++++ Listed entries
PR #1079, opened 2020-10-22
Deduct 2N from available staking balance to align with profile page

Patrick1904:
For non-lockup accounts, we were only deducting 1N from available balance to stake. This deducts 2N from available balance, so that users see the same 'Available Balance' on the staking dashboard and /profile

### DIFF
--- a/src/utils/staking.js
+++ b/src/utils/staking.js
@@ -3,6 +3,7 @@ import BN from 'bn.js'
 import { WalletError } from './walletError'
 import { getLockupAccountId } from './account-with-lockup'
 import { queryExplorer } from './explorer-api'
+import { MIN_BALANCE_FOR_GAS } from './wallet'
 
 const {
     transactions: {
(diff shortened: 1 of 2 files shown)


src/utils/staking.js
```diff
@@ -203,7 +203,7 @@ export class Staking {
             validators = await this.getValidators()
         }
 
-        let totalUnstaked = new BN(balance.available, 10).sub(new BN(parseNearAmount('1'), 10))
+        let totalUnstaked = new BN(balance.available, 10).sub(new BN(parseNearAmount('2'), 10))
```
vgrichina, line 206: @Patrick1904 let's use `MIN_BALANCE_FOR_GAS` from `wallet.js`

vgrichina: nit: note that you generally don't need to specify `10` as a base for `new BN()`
++++++++
++++ Listed entries
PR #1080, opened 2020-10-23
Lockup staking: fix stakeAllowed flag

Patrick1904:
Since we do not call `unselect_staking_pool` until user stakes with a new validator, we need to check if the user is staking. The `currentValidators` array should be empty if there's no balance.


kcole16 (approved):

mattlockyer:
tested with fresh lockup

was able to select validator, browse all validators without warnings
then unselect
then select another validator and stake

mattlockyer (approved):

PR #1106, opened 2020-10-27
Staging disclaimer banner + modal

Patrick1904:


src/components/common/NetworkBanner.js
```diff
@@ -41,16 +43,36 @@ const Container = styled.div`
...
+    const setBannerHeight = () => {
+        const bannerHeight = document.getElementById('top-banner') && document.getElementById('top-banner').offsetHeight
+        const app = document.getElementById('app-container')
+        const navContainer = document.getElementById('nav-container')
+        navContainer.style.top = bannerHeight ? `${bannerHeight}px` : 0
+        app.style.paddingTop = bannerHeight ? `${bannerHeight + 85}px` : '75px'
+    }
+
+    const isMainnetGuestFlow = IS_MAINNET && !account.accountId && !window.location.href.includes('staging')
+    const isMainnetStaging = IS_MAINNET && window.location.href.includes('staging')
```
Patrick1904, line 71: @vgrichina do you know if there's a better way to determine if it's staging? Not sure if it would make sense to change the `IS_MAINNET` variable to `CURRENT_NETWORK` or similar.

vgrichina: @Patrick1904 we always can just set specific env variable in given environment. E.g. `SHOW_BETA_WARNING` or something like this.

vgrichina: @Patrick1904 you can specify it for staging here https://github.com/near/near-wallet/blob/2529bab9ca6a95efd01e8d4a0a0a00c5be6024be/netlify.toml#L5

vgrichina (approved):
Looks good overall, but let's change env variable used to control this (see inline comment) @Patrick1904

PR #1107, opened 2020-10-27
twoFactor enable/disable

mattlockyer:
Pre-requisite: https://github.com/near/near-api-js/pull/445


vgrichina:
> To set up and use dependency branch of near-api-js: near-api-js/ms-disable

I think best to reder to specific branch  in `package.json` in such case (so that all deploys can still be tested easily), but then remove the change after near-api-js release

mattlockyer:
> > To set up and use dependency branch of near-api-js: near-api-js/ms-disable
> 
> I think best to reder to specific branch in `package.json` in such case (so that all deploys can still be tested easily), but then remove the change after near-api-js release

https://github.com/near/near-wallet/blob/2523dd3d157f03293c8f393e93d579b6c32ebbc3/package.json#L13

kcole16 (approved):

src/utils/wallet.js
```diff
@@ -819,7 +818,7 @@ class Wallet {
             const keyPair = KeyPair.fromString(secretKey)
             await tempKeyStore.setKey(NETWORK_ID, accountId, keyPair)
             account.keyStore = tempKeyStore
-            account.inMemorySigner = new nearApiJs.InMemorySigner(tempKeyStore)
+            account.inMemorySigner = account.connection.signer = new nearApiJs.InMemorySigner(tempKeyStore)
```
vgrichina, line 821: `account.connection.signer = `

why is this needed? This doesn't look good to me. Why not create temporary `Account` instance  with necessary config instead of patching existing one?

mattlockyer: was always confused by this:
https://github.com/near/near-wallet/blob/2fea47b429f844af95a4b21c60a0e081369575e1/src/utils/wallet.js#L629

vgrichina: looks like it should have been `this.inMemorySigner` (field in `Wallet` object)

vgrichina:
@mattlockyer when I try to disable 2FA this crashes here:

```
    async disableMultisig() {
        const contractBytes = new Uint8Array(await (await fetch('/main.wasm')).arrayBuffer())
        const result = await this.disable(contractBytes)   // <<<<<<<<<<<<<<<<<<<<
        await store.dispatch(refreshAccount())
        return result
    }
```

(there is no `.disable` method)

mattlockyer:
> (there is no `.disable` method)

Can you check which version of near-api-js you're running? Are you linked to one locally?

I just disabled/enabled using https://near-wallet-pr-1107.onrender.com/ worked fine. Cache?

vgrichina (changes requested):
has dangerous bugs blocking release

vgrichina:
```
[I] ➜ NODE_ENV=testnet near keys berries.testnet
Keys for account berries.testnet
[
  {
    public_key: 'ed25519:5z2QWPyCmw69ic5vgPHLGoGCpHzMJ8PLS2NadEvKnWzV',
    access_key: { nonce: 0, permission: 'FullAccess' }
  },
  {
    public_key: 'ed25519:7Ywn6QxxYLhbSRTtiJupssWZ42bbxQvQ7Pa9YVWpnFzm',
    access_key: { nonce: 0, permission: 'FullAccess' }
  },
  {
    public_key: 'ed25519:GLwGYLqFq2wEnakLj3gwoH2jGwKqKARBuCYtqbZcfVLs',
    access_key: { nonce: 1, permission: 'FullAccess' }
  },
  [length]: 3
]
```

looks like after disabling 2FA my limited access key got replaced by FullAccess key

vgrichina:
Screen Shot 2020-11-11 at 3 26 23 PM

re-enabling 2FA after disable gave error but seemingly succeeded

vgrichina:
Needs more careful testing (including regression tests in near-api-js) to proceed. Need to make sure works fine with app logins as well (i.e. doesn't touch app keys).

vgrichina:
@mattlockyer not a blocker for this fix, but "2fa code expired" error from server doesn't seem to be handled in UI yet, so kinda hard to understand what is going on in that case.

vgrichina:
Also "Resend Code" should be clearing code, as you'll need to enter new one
++++++++
++++ Listed entries
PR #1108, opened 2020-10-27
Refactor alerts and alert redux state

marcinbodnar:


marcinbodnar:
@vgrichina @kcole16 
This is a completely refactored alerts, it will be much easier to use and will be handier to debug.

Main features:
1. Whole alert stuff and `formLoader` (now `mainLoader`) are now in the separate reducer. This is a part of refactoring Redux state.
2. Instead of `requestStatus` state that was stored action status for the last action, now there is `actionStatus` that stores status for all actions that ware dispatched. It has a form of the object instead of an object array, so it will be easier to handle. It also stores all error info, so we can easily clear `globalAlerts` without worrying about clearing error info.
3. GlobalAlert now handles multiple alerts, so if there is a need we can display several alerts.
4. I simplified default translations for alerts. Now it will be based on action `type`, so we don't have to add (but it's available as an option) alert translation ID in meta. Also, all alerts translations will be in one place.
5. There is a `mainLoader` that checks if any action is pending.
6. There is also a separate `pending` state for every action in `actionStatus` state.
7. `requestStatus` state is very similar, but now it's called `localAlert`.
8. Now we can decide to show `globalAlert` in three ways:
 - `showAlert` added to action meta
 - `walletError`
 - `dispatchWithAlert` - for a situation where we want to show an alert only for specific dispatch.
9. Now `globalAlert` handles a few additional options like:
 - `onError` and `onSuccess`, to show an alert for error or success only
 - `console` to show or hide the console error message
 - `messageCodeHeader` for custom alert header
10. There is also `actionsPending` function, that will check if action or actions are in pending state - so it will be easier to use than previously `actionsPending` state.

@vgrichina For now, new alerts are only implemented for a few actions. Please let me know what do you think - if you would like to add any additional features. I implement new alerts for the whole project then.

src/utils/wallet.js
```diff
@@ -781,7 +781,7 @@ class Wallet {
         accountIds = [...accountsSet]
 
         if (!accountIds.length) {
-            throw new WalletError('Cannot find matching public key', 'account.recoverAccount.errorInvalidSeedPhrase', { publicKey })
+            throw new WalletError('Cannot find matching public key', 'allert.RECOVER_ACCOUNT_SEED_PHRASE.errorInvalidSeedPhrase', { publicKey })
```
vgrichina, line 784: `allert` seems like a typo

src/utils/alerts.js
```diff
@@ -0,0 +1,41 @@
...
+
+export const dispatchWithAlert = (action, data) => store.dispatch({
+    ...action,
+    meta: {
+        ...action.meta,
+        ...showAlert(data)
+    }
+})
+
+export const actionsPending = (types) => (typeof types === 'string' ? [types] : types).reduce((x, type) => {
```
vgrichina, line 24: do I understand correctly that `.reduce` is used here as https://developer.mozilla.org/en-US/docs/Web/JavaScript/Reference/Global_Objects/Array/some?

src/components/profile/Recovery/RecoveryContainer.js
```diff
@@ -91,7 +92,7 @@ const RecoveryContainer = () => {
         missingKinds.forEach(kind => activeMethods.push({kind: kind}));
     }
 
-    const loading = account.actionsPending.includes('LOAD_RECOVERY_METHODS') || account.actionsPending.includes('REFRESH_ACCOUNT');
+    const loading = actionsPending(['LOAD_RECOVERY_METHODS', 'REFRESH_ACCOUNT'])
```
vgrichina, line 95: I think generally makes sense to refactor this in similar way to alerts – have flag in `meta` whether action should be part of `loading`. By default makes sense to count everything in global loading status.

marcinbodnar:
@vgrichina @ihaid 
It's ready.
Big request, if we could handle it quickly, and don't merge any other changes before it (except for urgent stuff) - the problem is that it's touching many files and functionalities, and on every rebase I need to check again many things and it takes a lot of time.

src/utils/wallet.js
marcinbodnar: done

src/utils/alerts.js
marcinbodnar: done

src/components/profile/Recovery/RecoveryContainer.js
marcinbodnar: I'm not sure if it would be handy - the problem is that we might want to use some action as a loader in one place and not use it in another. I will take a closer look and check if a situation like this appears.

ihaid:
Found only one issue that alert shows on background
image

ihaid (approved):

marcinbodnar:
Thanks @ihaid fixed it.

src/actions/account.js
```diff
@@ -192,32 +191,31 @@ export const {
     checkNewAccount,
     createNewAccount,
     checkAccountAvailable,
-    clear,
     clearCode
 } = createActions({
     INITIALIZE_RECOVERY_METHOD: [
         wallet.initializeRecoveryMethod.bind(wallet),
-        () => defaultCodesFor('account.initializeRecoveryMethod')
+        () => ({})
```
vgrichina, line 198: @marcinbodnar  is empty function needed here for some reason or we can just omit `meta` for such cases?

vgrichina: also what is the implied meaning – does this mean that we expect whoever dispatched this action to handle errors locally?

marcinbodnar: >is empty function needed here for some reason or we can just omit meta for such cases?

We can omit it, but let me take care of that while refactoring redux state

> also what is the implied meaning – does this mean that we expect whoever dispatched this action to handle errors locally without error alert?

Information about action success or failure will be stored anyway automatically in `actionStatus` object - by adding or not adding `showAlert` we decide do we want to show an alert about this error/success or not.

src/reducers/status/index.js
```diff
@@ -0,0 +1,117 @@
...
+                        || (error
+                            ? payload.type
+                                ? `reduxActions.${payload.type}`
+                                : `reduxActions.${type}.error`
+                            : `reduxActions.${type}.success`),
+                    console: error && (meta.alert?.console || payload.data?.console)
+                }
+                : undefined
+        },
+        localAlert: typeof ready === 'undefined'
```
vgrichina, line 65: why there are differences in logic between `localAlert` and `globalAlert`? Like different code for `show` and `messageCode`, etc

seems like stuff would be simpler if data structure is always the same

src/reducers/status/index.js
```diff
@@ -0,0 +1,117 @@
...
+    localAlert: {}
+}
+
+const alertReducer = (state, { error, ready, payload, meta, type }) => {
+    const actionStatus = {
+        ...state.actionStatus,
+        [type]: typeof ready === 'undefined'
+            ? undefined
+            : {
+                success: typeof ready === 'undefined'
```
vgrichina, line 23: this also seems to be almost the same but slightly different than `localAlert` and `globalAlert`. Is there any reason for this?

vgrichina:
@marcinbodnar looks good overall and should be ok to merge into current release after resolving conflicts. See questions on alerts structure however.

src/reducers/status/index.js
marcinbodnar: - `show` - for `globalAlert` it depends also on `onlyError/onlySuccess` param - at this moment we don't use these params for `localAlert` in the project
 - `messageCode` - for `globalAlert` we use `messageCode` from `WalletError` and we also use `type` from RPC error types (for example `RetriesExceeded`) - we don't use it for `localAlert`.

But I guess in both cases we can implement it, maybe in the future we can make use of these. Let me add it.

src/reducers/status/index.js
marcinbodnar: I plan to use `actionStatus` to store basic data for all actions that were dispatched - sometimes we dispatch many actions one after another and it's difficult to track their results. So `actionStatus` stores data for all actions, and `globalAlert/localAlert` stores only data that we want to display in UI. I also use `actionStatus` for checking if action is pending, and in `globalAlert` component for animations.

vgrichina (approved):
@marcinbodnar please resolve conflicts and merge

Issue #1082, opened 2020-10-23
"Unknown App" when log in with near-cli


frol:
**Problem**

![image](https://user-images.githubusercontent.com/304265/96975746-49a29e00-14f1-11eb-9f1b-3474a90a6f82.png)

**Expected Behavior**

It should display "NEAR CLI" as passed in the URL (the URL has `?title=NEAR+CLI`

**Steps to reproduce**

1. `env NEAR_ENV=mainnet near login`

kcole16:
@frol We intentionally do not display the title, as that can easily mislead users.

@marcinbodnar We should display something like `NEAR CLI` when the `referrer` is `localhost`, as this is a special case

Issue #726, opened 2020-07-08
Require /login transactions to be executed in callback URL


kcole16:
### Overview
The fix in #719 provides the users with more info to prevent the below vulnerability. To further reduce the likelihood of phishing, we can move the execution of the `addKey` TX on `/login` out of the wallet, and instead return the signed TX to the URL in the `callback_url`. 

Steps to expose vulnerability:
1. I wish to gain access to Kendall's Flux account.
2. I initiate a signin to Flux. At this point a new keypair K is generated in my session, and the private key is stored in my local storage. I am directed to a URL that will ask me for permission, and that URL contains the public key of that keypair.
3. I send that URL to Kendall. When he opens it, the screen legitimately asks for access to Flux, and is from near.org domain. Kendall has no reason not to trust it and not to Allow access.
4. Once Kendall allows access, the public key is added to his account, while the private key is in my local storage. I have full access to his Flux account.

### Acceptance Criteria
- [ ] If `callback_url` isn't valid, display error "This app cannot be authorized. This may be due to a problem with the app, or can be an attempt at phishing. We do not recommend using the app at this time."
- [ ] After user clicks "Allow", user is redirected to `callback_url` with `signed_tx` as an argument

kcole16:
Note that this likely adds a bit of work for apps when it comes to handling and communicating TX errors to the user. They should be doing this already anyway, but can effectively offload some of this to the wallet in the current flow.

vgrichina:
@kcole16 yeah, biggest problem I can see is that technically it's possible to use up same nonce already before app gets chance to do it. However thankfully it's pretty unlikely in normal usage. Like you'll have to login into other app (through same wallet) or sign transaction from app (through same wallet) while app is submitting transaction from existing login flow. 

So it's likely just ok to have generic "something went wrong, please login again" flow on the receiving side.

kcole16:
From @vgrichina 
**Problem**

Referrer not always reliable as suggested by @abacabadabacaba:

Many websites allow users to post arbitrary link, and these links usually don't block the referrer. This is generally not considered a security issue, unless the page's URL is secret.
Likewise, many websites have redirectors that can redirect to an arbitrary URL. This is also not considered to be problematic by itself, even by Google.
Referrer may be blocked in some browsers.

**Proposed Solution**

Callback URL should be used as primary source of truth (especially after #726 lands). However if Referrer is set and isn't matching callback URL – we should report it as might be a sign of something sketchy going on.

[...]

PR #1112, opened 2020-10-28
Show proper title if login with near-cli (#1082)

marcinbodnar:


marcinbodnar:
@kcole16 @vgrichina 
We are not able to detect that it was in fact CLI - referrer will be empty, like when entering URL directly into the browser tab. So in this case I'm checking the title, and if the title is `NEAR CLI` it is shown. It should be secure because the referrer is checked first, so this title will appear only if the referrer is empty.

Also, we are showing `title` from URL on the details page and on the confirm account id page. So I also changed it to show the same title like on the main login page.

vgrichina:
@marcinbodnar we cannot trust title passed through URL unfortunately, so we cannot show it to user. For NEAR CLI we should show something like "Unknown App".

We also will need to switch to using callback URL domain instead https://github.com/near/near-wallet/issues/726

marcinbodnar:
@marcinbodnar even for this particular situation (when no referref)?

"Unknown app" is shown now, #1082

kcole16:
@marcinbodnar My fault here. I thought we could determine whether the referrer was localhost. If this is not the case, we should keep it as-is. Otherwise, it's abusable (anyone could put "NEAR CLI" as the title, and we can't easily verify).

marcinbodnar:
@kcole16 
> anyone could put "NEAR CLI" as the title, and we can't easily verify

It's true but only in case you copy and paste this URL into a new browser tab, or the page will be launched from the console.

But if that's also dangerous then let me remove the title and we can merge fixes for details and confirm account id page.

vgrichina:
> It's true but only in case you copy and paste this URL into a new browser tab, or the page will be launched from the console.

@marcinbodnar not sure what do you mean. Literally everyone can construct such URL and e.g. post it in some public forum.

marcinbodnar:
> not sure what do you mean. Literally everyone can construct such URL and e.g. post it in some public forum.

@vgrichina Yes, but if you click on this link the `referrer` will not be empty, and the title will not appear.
++++++++
* Required work:
Only the lines above from the line containing "PR #1079, opened 2020-10-22" through the line containing "vgrichina: nit: note" should be retyped, exactly and with both ends included.

* Response box:
PR #1079, opened 2020-10-22
Deduct 2N from available staking balance to align with profile page

Patrick1904:
For non-lockup accounts, we were only deducting 1N from available balance to stake. This deducts 2N from available balance, so that users see the same 'Available Balance' on the staking dashboard and /profile

### DIFF
--- a/src/utils/staking.js
+++ b/src/utils/staking.js
@@ -3,6 +3,7 @@ import BN from 'bn.js'
 import { WalletError } from './walletError'
 import { getLockupAccountId } from './account-with-lockup'
 import { queryExplorer } from './explorer-api'
+import { MIN_BALANCE_FOR_GAS } from './wallet'
 
 const {
     transactions: {
(diff shortened: 1 of 2 files shown)


src/utils/staking.js
```diff
@@ -203,7 +203,7 @@ export class Staking {
             validators = await this.getValidators()
         }
 
-        let totalUnstaked = new BN(balance.available, 10).sub(new BN(parseNearAmount('1'), 10))
+        let totalUnstaked = new BN(balance.available, 10).sub(new BN(parseNearAmount('2'), 10))
```
vgrichina, line 206: @Patrick1904 let's use `MIN_BALANCE_FOR_GAS` from `wallet.js`

vgrichina: nit: note that you generally don't need to specify `10` as a base for `new BN()`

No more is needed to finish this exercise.